[[ SOURCE DATA open ]]
PR #4105, opened 2019-07-02
[TLS] TimeLock Slow Logger

jeremyk-91:
**Goals (and why)**:
- Have clearer signalling on the client side when `TimelockService` operations are slow. This is partially available using the metrics on internal logging systems, but this allows for better visibility (e.g. errors, stacktraces).

- Implement `ProfilingTimelockService` - see javadocs for detail on what it does.

- This is additional code, and tests have been added for what was added. The logic around picking the rate-limiter's limit isn't really covered by the tests, unfortunately.

- Are stack trace elements safe for logging?
- I chose to keep track of the longest operation satisfying the criteria; is this reasonable? Should I have kept more? My worry is taking up too much memory or logging very large operations. 
- I did think as a compromise logging the _number_ of slow operations and the _details_ of the slowest, but didn't as I didn't see a use for it immediately; would that be useful?
- A design decision here was that a calling thread would flush the logs; this concerned me a little as it is on a semi-hot path, though given you can only do that if you successfully acquired the rate limiter permit I think it's fine. 
- This also means that if you had a single slow operation complete immediately after a flush and no further operations, you wouldn't see anything. This seems very much like an edge case to me.

**Where should we start reviewing?**: ProfilingTimelockService

**Priority (whenever / two weeks / yesterday)**: two weeks?

### DIFF
--- a/docs/source/release_notes/release-notes.rst
+++ b/docs/source/release_notes/release-notes.rst
@@ -103,6 +103,11 @@ develop
          - Relaxed concurrency model of ``MetricsManager`` allowing for more concurrency.
            (`Pull Request <https://github.com/palantir/atlasdb/pull/4098>`__)
 
+    *    - |improved|
+         - Clients now log at most once every 10 seconds when a timelock-level request is slow.
+           Please see the JavaDocs of ``ProfilingTimelockService`` for more information.
+           (`Pull Request <https://github.com/palantir/atlasdb/pull/4QQQ>`__)
+
 ========
 v0.144.0
 ========
--- a/docs/source/release_notes/release-notes.rst
+++ b/docs/source/release_notes/release-notes.rst
@@ -104,7 +104,7 @@ develop
            (`Pull Request <https://github.com/palantir/atlasdb/pull/4098>`__)
 
     *    - |improved|
-         - Clients now log at most once every 10 seconds when a timelock-level request is slow.
+         - Clients now log at most once every 10 seconds when a ``TimelockService`` level request is slow.
            Please see the JavaDocs of ``ProfilingTimelockService`` for more information.
            (`Pull Request <https://github.com/palantir/atlasdb/pull/4QQQ>`__)
 
--- a/lock-api/src/main/java/com/palantir/lock/client/ProfilingTimelockService.java
+++ b/lock-api/src/main/java/com/palantir/lock/client/ProfilingTimelockService.java
@@ -39,6 +39,7 @@ import com.palantir.lock.v2.TimelockService;
 import com.palantir.lock.v2.WaitForLocksRequest;
 import com.palantir.lock.v2.WaitForLocksResponse;
 import com.palantir.logsafe.SafeArg;
+import com.palantir.logsafe.UnsafeArg;
 import com.palantir.timestamp.TimestampRange;
 
 /**
@@ -59,9 +60,11 @@ import com.palantir.timestamp.TimestampRange;
 public class ProfilingTimelockService implements AutoCloseable, TimelockService {
     private static final Logger log = LoggerFactory.getLogger(ProfilingTimelockService.class);
 
-    private static final Duration SLOW_THRESHOLD = Duration.ofSeconds(1);
+    @VisibleForTesting
+    static final Duration SLOW_THRESHOLD = Duration.ofSeconds(1);
     private static final Duration LOGGING_TIME_WINDOW = Duration.ofSeconds(10);
 
+    private final Logger logger;
     private final TimelockService delegate;
     private final Supplier<Stopwatch> stopwatchSupplier;
 
@@ -71,9 +74,11 @@ public class ProfilingTimelockService implements AutoCloseable, TimelockService 
 
     @VisibleForTesting
     ProfilingTimelockService(
+            Logger logger,
             TimelockService delegate,
             Supplier<Stopwatch> stopwatchSupplier,
             BooleanSupplier loggingPermissionSupplier) {
+        this.logger = logger;
         this.delegate = delegate;
         this.stopwatchSupplier = stopwatchSupplier;
         this.loggingPermissionSupplier = loggingPermissionSupplier;
@@ -81,7 +86,7 @@ public class ProfilingTimelockService implements AutoCloseable, TimelockService 
 
     public static ProfilingTimelockService create(TimelockService delegate) {
         RateLimiter rateLimiter = RateLimiter.create(1. / LOGGING_TIME_WINDOW.getSeconds());
-        return new ProfilingTimelockService(delegate, Stopwatch::createStarted, rateLimiter::tryAcquire);
+        return new ProfilingTimelockService(log, delegate, Stopwatch::createStarted, rateLimiter::tryAcquire);
     }
 
     @Override
@@ -159,14 +164,14 @@ public class ProfilingTimelockService implements AutoCloseable, TimelockService 
 
     private void trackActionAndMaybeLog(String actionName, Stopwatch stopwatch, Optional<Exception> failure) {
         stopwatch.stop();
-        accumulateSlowOperationTracking(actionName, stopwatch);
+        accumulateSlowOperationTracking(actionName, stopwatch, failure);
         logIfCanAcquirePermit();
     }
 
-    private void accumulateSlowOperationTracking(String actionName, Stopwatch stopwatch) {
+    private void accumulateSlowOperationTracking(String actionName, Stopwatch stopwatch, Optional<Exception> failure) {
         if (stopwatchDescribesSlowOperation(stopwatch)) {
             slowestOperation.accumulateAndGet(
-                    Optional.of(ImmutableActionProfile.of(actionName, stopwatch.elapsed())),
+                    Optional.of(ImmutableActionProfile.of(actionName, stopwatch.elapsed(), failure)),
                     (current, update) -> !update.isPresent()
                             || update.get().duration().compareTo(stopwatch.elapsed()) < 0
                             ? current
@@ -176,14 +181,17 @@ public class ProfilingTimelockService implements AutoCloseable, TimelockService 
 
     private void logIfCanAcquirePermit() {
         if (loggingPermissionSupplier.getAsBoolean()) {
-            Optional<ActionProfile> actionNameAndDuration = slowestOperation.getAndSet(Optional.empty());
-            if (actionNameAndDuration.isPresent()) {
-                ActionProfile presentActionNameAndDuration = actionNameAndDuration.get();
-                log.info("Call to TimeLockService#{} took {}. This was the slowest operation that completed"
-                                + " in the last {}.",
-                        SafeArg.of("actionName", presentActionNameAndDuration.actionName()),
-                        SafeArg.of("duration", presentActionNameAndDuration.duration()),
-                        SafeArg.of("timeWindow", LOGGING_TIME_WINDOW));
+            Optional<ActionProfile> actionProfile = slowestOperation.getAndSet(Optional.empty());
+            if (actionProfile.isPresent()) {
+                ActionProfile presentActionProfile = actionProfile.get();
+                logger.info("Call to TimeLockService#{} took {}. This was the slowest operation that completed"
+                                + " in the last {}. The operation completed with outcome {} - if it failed, the error"
+                                + " was {}.",
+                        SafeArg.of("actionName", presentActionProfile.actionName()),
+                        SafeArg.of("duration", presentActionProfile.duration()),
+                        SafeArg.of("timeWindow", LOGGING_TIME_WINDOW),
+                        SafeArg.of("outcome", presentActionProfile.failure().isPresent() ? "fail" : "success"),
+                        UnsafeArg.of("failure", presentActionProfile.failure()));
             }
         }
     }
--- a/lock-api/src/main/java/com/palantir/lock/client/ProfilingTimelockService.java
+++ b/lock-api/src/main/java/com/palantir/lock/client/ProfilingTimelockService.java
@@ -1,0 +1,188 @@
+/*
+ * (c) Copyright 2019 Palantir Technologies Inc. All rights reserved.
+ *
+ * Licensed under the Apache License, Version 2.0 (the "License");
+ * you may not use this file except in compliance with the License.
+ * You may obtain a copy of the License at
+ *
+ *     http://www.apache.org/licenses/LICENSE-2.0
+ *
+ * Unless required by applicable law or agreed to in writing, software
+ * distributed under the License is distributed on an "AS IS" BASIS,
+ * WITHOUT WARRANTIES OR CONDITIONS OF ANY KIND, either express or implied.
+ * See the License for the specific language governing permissions and
+ * limitations under the License.
+ */
+
+package com.palantir.lock.client;
+
+import java.io.Closeable;
+import java.time.Duration;
+import java.util.Optional;
+import java.util.Set;
+import java.util.concurrent.atomic.AtomicReference;
+import java.util.function.Supplier;
+
+import org.immutables.value.Value;
+import org.slf4j.Logger;
+import org.slf4j.LoggerFactory;
+
+import com.google.common.base.Stopwatch;
+import com.google.common.util.concurrent.RateLimiter;
+import com.palantir.lock.v2.LockImmutableTimestampResponse;
+import com.palantir.lock.v2.LockRequest;
+import com.palantir.lock.v2.LockResponse;
+import com.palantir.lock.v2.LockToken;
+import com.palantir.lock.v2.StartIdentifiedAtlasDbTransactionResponse;
+import com.palantir.lock.v2.TimelockService;
+import com.palantir.lock.v2.WaitForLocksRequest;
+import com.palantir.lock.v2.WaitForLocksResponse;
+import com.palantir.logsafe.SafeArg;
+import com.palantir.timestamp.TimestampRange;
+
+/**
+ * Logs operations on an underlying {@link TimelockService} that take a long time (defined as longer than
+ * {@link ProfilingTimelockService#SLOW_THRESHOLD}). This logger is configured not to record more than one
+ * operation every {@link ProfilingTimelockService#LOGGING_TIME_WINDOW}. It will log what the longest operation that
+ * completed in the past {@link ProfilingTimelockService#LOGGING_TIME_WINDOW} window was, and how long it took. If no
+ * operation took longer than {@link ProfilingTimelockService#SLOW_THRESHOLD} it will not log.
+ *
+ * The {@link ProfilingTimelockService} does not cover specific operations which are at risk for taking long
+ * times owing to contention - in particular, this includes {@link #lock(LockRequest)} and
+ * {@link #waitForLocks(WaitForLocksRequest)}.
+ *
+ * Profiling is done explicitly at this level (and not at {@link com.palantir.lock.v2.TimelockRpcClient} level)
+ * to reflect the impact of timelock operations and cluster state changes (e.g. leader elections, rolling bounces) on
+ * clients.
+ */
+public class ProfilingTimelockService implements AutoCloseable, TimelockService {
+    private static final Logger log = LoggerFactory.getLogger(ProfilingTimelockService.class);
+
+    private static final Duration SLOW_THRESHOLD = Duration.ofSeconds(1);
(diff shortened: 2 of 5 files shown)


lock-api/src/test/java/com/palantir/lock/client/ProfilingTimelockServiceTest.java
```diff
@@ -0,0 +1,228 @@
...
+import com.palantir.lock.StringLockDescriptor;
+import com.palantir.lock.v2.LockRequest;
+import com.palantir.lock.v2.TimelockService;
+import com.palantir.lock.v2.WaitForLocksRequest;
+import com.palantir.logsafe.Arg;
+
+public class ProfilingTimelockServiceTest {
+    private static final Duration SHORT_DURATION = ProfilingTimelockService.SLOW_THRESHOLD.dividedBy(5);
+    private static final Duration LONG_DURATION = ProfilingTimelockService.SLOW_THRESHOLD.multipliedBy(5);
+    private static final Duration TWO_CENTURIES = Duration.ofDays(365 * 100 * 2 + 50 - 2); // most of the time
```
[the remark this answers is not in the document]
jeremyk-91: Changed. Yeah, I vaguely remember this existing when trying to type `Duration.ofCenturies`, but that didn't work.

lock-api/src/test/java/com/palantir/lock/client/ProfilingTimelockServiceTest.java
```diff
@@ -0,0 +1,228 @@
...
+    private final Ticker ticker = new Ticker() {
+        @Override
+        public long read() {
+            clock += operationTiming;
+            return clock;
+        }
+    };
+
+    private final AtomicBoolean allowLogging = new AtomicBoolean();
+    private final BooleanSupplier loggingPermissionSupplier = () -> allowLogging.getAndSet(false);
```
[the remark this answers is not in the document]
jeremyk-91: Yes, that's what it means. I don't have a strong opinion on this - it's just existing for this test. I will rename the method to be more explicit

lock-api/src/test/java/com/palantir/lock/client/ProfilingTimelockServiceTest.java
```diff
@@ -0,0 +1,228 @@
...
+    }
+
+    @SuppressWarnings("unchecked") // Captors of generics
+    private void verifyLoggerInvokedWithSpecificProfile(String operation, Duration duration) {
+        // XXX Maybe there's a better way? The approaches I tried didn't work because of conflict with other methods
+        ArgumentCaptor<Arg<String>> messageCaptor = ArgumentCaptor.forClass(Arg.class);
+        ArgumentCaptor<Arg<Duration>> durationCaptor = ArgumentCaptor.forClass(Arg.class);
+        verify(logger).info(
+                any(String.class), messageCaptor.capture(), durationCaptor.capture(), any(), any(), any(), any());
+
```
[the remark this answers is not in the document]
jeremyk-91: Ah, yeah it can be. I wrote this first when I was thinking of verifying more complicated stuff on the operations

lock-api/src/test/java/com/palantir/lock/client/ProfilingTimelockServiceTest.java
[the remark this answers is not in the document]
felixdesouza: I think that's weird, if you're explicit in turning logging on, you should be explicit in turning it off.

lock-api/src/test/java/com/palantir/lock/client/ProfilingTimelockServiceTest.java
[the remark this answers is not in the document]
jeremyk-91: Ah wait. It can't be that, because the params are Arg<String> while I'm testing that the value matches.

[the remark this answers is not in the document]
felixdesouza: I'm still not following, can you not just pass in an `Arg` to `eq(durationArg)`?

lock-api/src/main/java/com/palantir/lock/client/ProfilingTimelockService.java
```diff
@@ -0,0 +1,227 @@
...
+                        SafeArg.of("duration", presentActionProfile.duration()),
+                        SafeArg.of("timeWindow", LOGGING_TIME_WINDOW),
+                        SafeArg.of("outcome", presentActionProfile.failure().isPresent() ? "fail" : "success"),
+                        UnsafeArg.of("failure", presentActionProfile.failure()),
+                        SafeArg.of("stacktrace", new RuntimeException().getStackTrace()));
+            }
+        }
+    }
+
+    private boolean stopwatchDescribesSlowOperation(Stopwatch stopwatch) {
```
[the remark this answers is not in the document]
jeremyk-91: Added.

lock-api/src/main/java/com/palantir/lock/client/ProfilingTimelockService.java
```diff
@@ -0,0 +1,227 @@
...
+        stopwatch.stop();
+        accumulateSlowOperationTracking(actionName, stopwatch, failure);
+        tryFlushLogs();
+    }
+
+    private void accumulateSlowOperationTracking(String actionName, Stopwatch stopwatch, Optional<Exception> failure) {
+        if (stopwatchDescribesSlowOperation(stopwatch)) {
+            slowestOperation.accumulateAndGet(
+                    Optional.of(ImmutableActionProfile.of(actionName, stopwatch.elapsed(), failure)),
+                    (existing, update) -> !existing.isPresent()
```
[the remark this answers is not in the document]
jeremyk-91: I've split the absence condition to be its own thing:

```
                        if (!existing.isPresent()) {
                            return update;
                        }
                        return existing.get().duration().compareTo(stopwatch.elapsed()) < 0 ? update : existing;
```

lock-api/src/test/java/com/palantir/lock/client/ProfilingTimelockServiceTest.java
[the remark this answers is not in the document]
jeremyk-91: Yeah, I wouldn't keep it in its current state. `allowLogging()` here probably should have been named `allowOneInstanceOfLogging()` (it's basically the analogue of releasing a rate limiter permit). I've switched to explicitly disabling, as only one test depends on this behaviour

lock-api/src/test/java/com/palantir/lock/client/ProfilingTimelockServiceTest.java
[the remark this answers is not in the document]
jeremyk-91: You can, but `Arg` equality requires the names and log-safety of the arguments to match what's specified so it's not the same check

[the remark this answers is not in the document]
jeremyk-91: (If you feel strongly about this we can change it, though to me neither solution is clearly preferable over the other)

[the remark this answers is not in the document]
felixdesouza: I see, I suppose it's fine, I was tempted to say add an interface, but I don't think it's worth the effort.

lock-api/src/test/java/com/palantir/lock/client/ProfilingTimelockServiceTest.java
```diff
@@ -0,0 +1,236 @@
...
+        allowLogging();
+        profilingTimelockService.getFreshTimestamp();
+
+        verify(delegate).getFreshTimestamp();
+        verifyLoggerInvokedWithSpecificProfile("getFreshTimestamp", LONG_DURATION);
+    }
+
+    @Test
+    public void doesNotLogIfLoggingNotAllowedEvenIfOperationsAreSlow() {
+        makeOperationsTakeSpecifiedDuration(LONG_DURATION);
```
felixdesouza: nit: explicitly add `disallowLogging`

lock-api/src/test/java/com/palantir/lock/client/ProfilingTimelockServiceTest.java
```diff
@@ -0,0 +1,236 @@
...
+    }
+
+    @Test
+    public void logsIfFailedOperationsAreSlow() {
+        RuntimeException exception = new RuntimeException("kaboom");
+        when(profilingTimelockService.getFreshTimestamp()).thenThrow(exception);
+
+        makeOperationsTakeSpecifiedDuration(LONG_DURATION);
+        allowLogging();
+        assertThatThrownBy(profilingTimelockService::getFreshTimestamp).isEqualTo(exception);
```
felixdesouza: want to check that exception is logged

lock-api/src/main/java/com/palantir/lock/client/ProfilingTimelockService.java
```diff
@@ -0,0 +1,229 @@
...
+        accumulateSlowOperationTracking(actionName, stopwatch, failure);
+        tryFlushLogs();
+    }
+
+    private void accumulateSlowOperationTracking(String actionName, Stopwatch stopwatch, Optional<Exception> failure) {
+        if (stopwatchDescribesSlowOperation(stopwatch)) {
+            slowestOperation.accumulateAndGet(
+                    Optional.of(ImmutableActionProfile.of(actionName, stopwatch.elapsed(), failure)),
+                    (existing, update) -> {
+                        if (!existing.isPresent()) {
```
felixdesouza: alternatively, feel free to ignore, not super convinced myself:

```java
existing.filter(e -> e.duration.compareTo(stopwatch.elapsed()) >= 0)
  .orElse(update)
```

lock-api/src/test/java/com/palantir/lock/client/ProfilingTimelockServiceTest.java
```diff
@@ -0,0 +1,236 @@
...
+    private final AtomicBoolean allowLogging = new AtomicBoolean();
+    private final BooleanSupplier loggingPermissionSupplier = allowLogging::get;
+
+    private final ProfilingTimelockService profilingTimelockService = new ProfilingTimelockService(
+            logger, delegate, () -> Stopwatch.createStarted(ticker), loggingPermissionSupplier);
+
+    @Test
+    public void doesNotLogIfOperationsAreFast() {
+        makeOperationsTakeSpecifiedDuration(SHORT_DURATION);
+        allowLogging();
```
felixdesouza: this means, "flush on each call" effectively?

lock-api/src/test/java/com/palantir/lock/client/ProfilingTimelockServiceTest.java
```diff
@@ -0,0 +1,236 @@
...
+        makeOperationsTakeSpecifiedDuration(LONG_DURATION);
+        for (int i = 0; i < 100; i++) {
+            profilingTimelockService.lockImmutableTimestamp();
+        }
+
+        makeOperationsTakeSpecifiedDuration(SHORT_DURATION);
+        allowLogging();
+        profilingTimelockService.startIdentifiedAtlasDbTransaction();
+
+        verifyLoggerInvokedWithSpecificProfile("lockImmutableTimestamp", LONG_DURATION);
```
felixdesouza: have to verify that it was only done once?, I can't remember if calling `verify` by is saying at least once or exactly once.

lock-api/src/test/java/com/palantir/lock/client/ProfilingTimelockServiceTest.java
jeremyk-91: yeah, makes sense

lock-api/src/test/java/com/palantir/lock/client/ProfilingTimelockServiceTest.java
```diff
@@ -0,0 +1,236 @@
...
+    private long operationTiming = 0;
+    private final Ticker ticker = new Ticker() {
+        @Override
+        public long read() {
+            clock += operationTiming;
+            return clock;
+        }
+    };
+
+    private final AtomicBoolean allowLogging = new AtomicBoolean();
```
felixdesouza: I'm somewhat struggling to make sense of the tests. I'm not sure whether having methods like:

```java
flushLogsWithCall(LONG_DURATION, profilingTimelockService::getFreshTimestamp);
accumulateLogsWithCall(SHORT_DURATION, profilingTimelockService::getFreshTimestamp);
```

they'll still do the same things, I just think it's closer to the behaviour you're trying to achieve,

and assertions will be somewhat clearer i.e.

```java
accumulateLogsWithCall(...) // call 1
...
accumulateLogsWithCall(...) // call n-1
flushLogsWithCall(...) // call n
assert based on the slowest call between 1 and n
```

lock-api/src/test/java/com/palantir/lock/client/ProfilingTimelockServiceTest.java
```diff
@@ -0,0 +1,236 @@
...
+        profilingTimelockService.lock(LockRequest.of(ImmutableSet.of(StringLockDescriptor.of("mortice")), 2366));
+
+        verifyLoggerInvokedWithSpecificProfile("getFreshTimestamp", LONG_DURATION);
+    }
+
+    @Test
+    public void logsOnlyOnceEvenIfManyRequestsAreSlow() {
+        makeOperationsTakeSpecifiedDuration(LONG_DURATION);
+        for (int i = 0; i < 100; i++) {
+            profilingTimelockService.lockImmutableTimestamp();
```
felixdesouza: what about different calls, but same duration? do we care about that?

lock-api/src/test/java/com/palantir/lock/client/ProfilingTimelockServiceTest.java
```diff
@@ -0,0 +1,236 @@
...
+
+        verifyLoggerInvokedWithSpecificProfile("lockImmutableTimestamp", LONG_DURATION);
+        verifyNoMoreInteractions(logger);
+    }
+
+    @Test
+    public void logsMultipleTimesIfAllowedToMultipleTimes() {
+        makeOperationsTakeSpecifiedDuration(LONG_DURATION);
+        for (int i = 0; i < 100; i++) {
+            allowLogging();
```
felixdesouza: I think this is where the `accumulateLogsWithCall` and `flushLogsWithCall` makes things a *lot* clearer

lock-api/src/main/java/com/palantir/lock/client/ProfilingTimelockService.java
jeremyk-91: Hmm, we need this to return `Optional<MaximumThing>` so we can't quite use an `orElse`. We could do something like

```
Stream.of(existing, update)
                            .filter(Optional::isPresent)
                            .map(Optional::get)
                            .max(Comparator.comparing(ActionProfile::duration))
```

but I think I'll stick with what we have

lock-api/src/test/java/com/palantir/lock/client/ProfilingTimelockServiceTest.java
jeremyk-91: Yep - `verify(foo).bar()` unqualified means exactly once.

lock-api/src/test/java/com/palantir/lock/client/ProfilingTimelockServiceTest.java
jeremyk-91: sure, we can change that

lock-api/src/test/java/com/palantir/lock/client/ProfilingTimelockServiceTest.java
jeremyk-91: We could do an 'any one of' check. I didn't intend there to be any guarantees as to which one would be returned in that case

lock-api/src/test/java/com/palantir/lock/client/ProfilingTimelockServiceTest.java
```diff
@@ -0,0 +1,231 @@
...
+
+        verifyLoggerNeverInvoked();
+    }
+
+    @Test
+    public void logsSlowestOperationIfMultipleOperationsExceedTheSlowThresholdIfFirst() {
+        accumulateLogsWithCall(TWO_CENTURIES, profilingTimelockService::getFreshTimestamp);
+        flushLogsWithCall(TWO_CENTURIES, profilingTimelockService::startIdentifiedAtlasDbTransaction);
+
+        verifyLoggerInvokedOnceWithSpecificProfile("getFreshTimestamp", TWO_CENTURIES);
```
felixdesouza: still confused as to how you select `getFreshTimestamp`? is it just the first one?

lock-api/src/main/java/com/palantir/lock/client/ProfilingTimelockService.java
```diff
@@ -0,0 +1,229 @@
...
+                ActionProfile presentActionProfile = actionProfile.get();
+                logger.info("Call to TimeLockService#{} took {}. This was the slowest operation that completed"
+                                + " in the last {}. The operation completed with outcome {} - if it failed, the error"
+                                + " was {}. We include a stack trace of the call: {}",
+                        SafeArg.of("actionName", presentActionProfile.actionName()),
+                        SafeArg.of("duration", presentActionProfile.duration()),
+                        SafeArg.of("timeWindow", LOGGING_TIME_WINDOW),
+                        SafeArg.of("outcome", presentActionProfile.failure().isPresent() ? "fail" : "success"),
+                        UnsafeArg.of("failure", presentActionProfile.failure()),
+                        SafeArg.of("stacktrace", new RuntimeException().getStackTrace()));
```
felixdesouza: somewhat worried that a fast operation may be slowed down by a previous window with slow calls when they have to dump a stack trace, unclear how expensive it is.

docs/source/release_notes/release-notes.rst
```diff
@@ -103,6 +103,11 @@ develop
          - Relaxed concurrency model of ``MetricsManager`` allowing for more concurrency.
            (`Pull Request <https://github.com/palantir/atlasdb/pull/4098>`__)
 
+    *    - |improved|
+         - Clients now log at most once every 10 seconds when a ``TimelockService`` level request is slow.
```
felixdesouza: nit: if you could make a changelog in the new form, would be grand

jeremyk-91:
I think currently the tie breaker is the first to be registered, though I wasn't working under the assumption that one can pick which one is returned (just that it's _one of_ them).

I'll investigate and manually add the changelogs.

lock-api/src/test/java/com/palantir/lock/client/ProfilingTimelockServiceTest.java
jeremyk-91: ugh, this test was badly copied. The second call is supposed to be `LONG_DURATION`.

For this case it'll always be the first (because of implementation details), but the intention was never to assert that

lock-api/src/main/java/com/palantir/lock/client/ProfilingTimelockService.java
jeremyk-91: Hmm, yeah on second thoughts I'll remove this. If we really need to investigate just get someone on the box

lock-api/src/main/java/com/palantir/lock/client/ProfilingTimelockService.java
```diff
@@ -0,0 +1,228 @@
...
+
+    private void trackActionAndMaybeLog(String actionName, Stopwatch stopwatch, Optional<Exception> failure) {
+        stopwatch.stop();
+        accumulateSlowOperationTracking(actionName, stopwatch, failure);
+        tryFlushLogs();
+    }
+
+    private void accumulateSlowOperationTracking(String actionName, Stopwatch stopwatch, Optional<Exception> failure) {
+        if (stopwatchDescribesSlowOperation(stopwatch)) {
+            slowestOperation.accumulateAndGet(
```
felixdesouza: should have mentioned this earlier, do we want to add a meter as well? or something that we can get a dashboard of more easily?

jeremyk-91: I think in general you have `TimeLockService.<op>` for individual operations (though the granularity there is not as fine, and you also can't check failures). I'd leave this for a separate PR if we wanted it?

jeremyk-91:
As per offline discussion - adding meter for number of slow ops, I think there was a bit of confusion earlier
[[ SOURCE DATA closed ]]
ASSIGNMENT — Which lines of the data include the string "than"? Find them and copy each one.

EXPECTED ANSWER —
+ * Logs operations on an underlying {@link TimelockService} that take a long time (defined as longer than
+ * {@link ProfilingTimelockService#SLOW_THRESHOLD}). This logger is configured not to record more than one
+ * operation took longer than {@link ProfilingTimelockService#SLOW_THRESHOLD} it will not log.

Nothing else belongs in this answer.